Topic: Everyware : The Dawning Age of Ubiquitous Computing

Planned Agenda:

  • Quick welcome/intro
  • Speakers:
    • Adam Greenfield, Author
  • Open discussion/networking with refreshments and snacks (graciously provided by our host Samsung)

Venue:
Samsung Experience Center
Time Warner Center – Shops at Columbus Circle
10 Columbus Circle, 3rd floor

at the intersection of Broadway, Eighth Avenue, Central Park South and Central Park West.

Subways to Shops at Columbus Circle: A/C, 1/9, B/D to 59th Street/Columbus Circle
New York City, New York 10022

RSVP:
If you’re planning on attending, RSVP to David Harper (dharper AT wirelessink DOT com) with your name and number of guests. A better estimate of the number of attendees will help us make sure we can accomodate everyone.

Overview
I’ve known Adam for a number of years, enjoying many conversations over many a cup of coffee. “Everyware” is the culmination of his life experiences, thoughtful explorations, and beliefs. It’s my pleasure to have Adam join us at the next Mobile Monday event. Adam is an engaging speaker with an almost fanatical following — as such I suggest you consider this next event a must attend.
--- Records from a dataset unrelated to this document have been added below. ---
Issue #2436, opened 2019-12-06
Fibers' `onTermination` effects are only run on sbt `exit`


mtsokol:
@adamgfraser So here's the code snippet with sbt output, thanks once again for looking at this together 🙂 

For such program:
```scala
import zio._
import zio.console.Console.Live.console

object Example extends App {

  def run(args: List[String]): ZIO[ZEnv, Nothing, Int] =
    myAppLogic.as(0)

  val myAppLogic =
    for {
      fib <- IO.never.onTermination(_ => console.putStrLn("First")).fork
      _   <- fib.interrupt
      _   <- IO.never.onTermination(_ => console.putStrLn("Second")).fork
    } yield ()
}
```
The output is:
```
[info] Running Main
First
[success] Total time: 1 s, completed Dec 7, 2019 12:12:28 AM
```
So after completing the run the second `onTermination` is not executed?

And the rest is completed after sbt `exit` (here accumulated after few runs):
```
sbt:zio-workspace> exit
[info] shutting down server
Second
Second
Second
Second
```
[EDIT] Also after trying few times the output sometimes is with hanging sbt:
```
sbt:zio-workspace> run
[info] Compiling 1 Scala source to /Users/mateusz/IdeaProjects/play-json-workspace/target/scala-2.12/classes ...
[info] running Example
First
[success] Total time: 2 s, completed Dec 7, 2019 12:36:16 AM
sbt:zio-workspace> exit
[info] shutting down sbt server
[warn] Thread[Thread-4,5,run-main-group-0] loading zio/App$$anon$1.class after test or run has completed. This is a likely resource leak
```

jdegoes:
You aren't interrupting the 2nd one, which means it is only being run when the JVM is shutdown, via the shutdown hook installed by `zio.App`. SBT controls when that JVM is terminated.

Maybe we could add a method `zio.App.forceShutdown` to do the same thing that's happening right now when the JVM is shutdown. That'd probably be a good ticket!

PR #2445, opened 2019-12-08
Added interruption in App main

mtsokol:
Regards #2436 

@jdegoes @adamgfraser  Hi!
I've started working on #2436. The first idea (and the simplest) that came to my head is just interrupting fiber after `.join`, instead of introducing new method. Thanks to this we can be sure that after running App.main we interrupt fibers.  

Such modification fixes example in the issue, but I don't know whether it's correct solution.
Also I'm not sure whether this shutdown hook is needed then.

What do you think about it?

### DIFF
--- a/core/jvm/src/main/scala/zio/App.scala
+++ b/core/jvm/src/main/scala/zio/App.scala
@@ -60,6 +60,7 @@ trait App extends DefaultRuntime {
                 }
               }))
           result <- fiber.join
+          _      <- fiber.interrupt
         } yield result
       )
     )


mtsokol:
@jdegoes So what do you think about such solution?

jdegoes:
I think seeing this code revealed a bad design choice in ZIO: right now `interrupt` after `join` could actually do something: i.e. interrupt all descendants. That's extremely surprising and needs to be fixed. So I am good to merge this change even though I think ultimately we'll want to change the `fiber.interrupt` to something like `fiber.interruptDescendants`.

jdegoes:
@mtsokol Thank you for this contribution! 🙏

PR #4498, opened 2020-12-11
Changed the actual api key with "API_KEY"

faith:
Seems like someone have exposed their api key. I replaced it with "API_KEY". Such sensitive data as api keys shouldn't be inside of the stuff hardcoded, instead one file in root directory of repository or such that contains all of them then take them from there.

### DIFF
--- a/website/siteConfig.js
+++ b/website/siteConfig.js
@@ -108,7 +108,7 @@ const siteConfig = {
 
   customDocsPath: 'zio-docs/target/mdoc',
   algolia: {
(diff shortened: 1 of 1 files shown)


faith:
Please notify the api key owner to reset it.

faith:
Nevermind did some research turns it out it can be a public one too or smth? But i guess a admin should review anyways

mijicd:
@softinio set this one up back in the day. I think intentional, but it's up to him to verify.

Last year, Adam Greenfield wrote an inspiring article titled, “All watched over by machines of loving grace: Some ethical guidelines for user experience in ubiquitous-computing settings”. (On the same topic.)

Adam provided some general principles for us to observe, as designers and developers for ubiquitous systems.

Principle 0, is, of course, first, do no harm.

Principle 1. Default to harmlessness. Ubiquitous systems must default to a mode that ensures their users’ (physical, psychic and financial) safety.

Principle 2. Be self-disclosing. Ubiquitous systems must contain provisions for immediate and transparent querying of their ownership, use, capabilities, etc., such that human beings encountering them are empowered to make informed decisions regarding exposure to same.

Principle 3. Be conservative of face. Ubiquitous systems are always already social systems, and must contain provisions such that wherever possible they not unnecessarily embarrass, humiliate, or shame their users.

Principle 4. Be conservative of time. Ubiquitous systems must not introduce undue complications into ordinary operations.

Principle 5. Be deniable. Ubiquitous systems must offer users the ability to opt out, always and at any point.

I, for one, have stuck close and watched Adam, considering his perspectives when designing mobile social networking software. You should, too. This is your chance to learn from and question Adam first hand. - David Harper

Book Description: Everyware : The Dawning Age of Ubiquitous Computing
“From the RFID tags now embedded in everything from soda cans to the family pet, to smart buildings that subtly adapt to the changing flow of visitors, to gestural interfaces like the ones seen in Minority Report, computing no longer looks much like it used to. Increasingly invisible but present everywhere in our lives, it has moved off the desktop and out into everyday life–affecting almost every one of us, whether we’re entirely aware of it or not.

Author Adam Greenfield calls this ubiquitous computing “everyware.” In a uniquely engaging approach to this complex topic, Greenfield explains how such “information processing dissolving in behavior” is reshaping our lives; brief, aphoristic chapters explore the technologies, practices, and innovations that make everyware so powerful and seem so inevitable.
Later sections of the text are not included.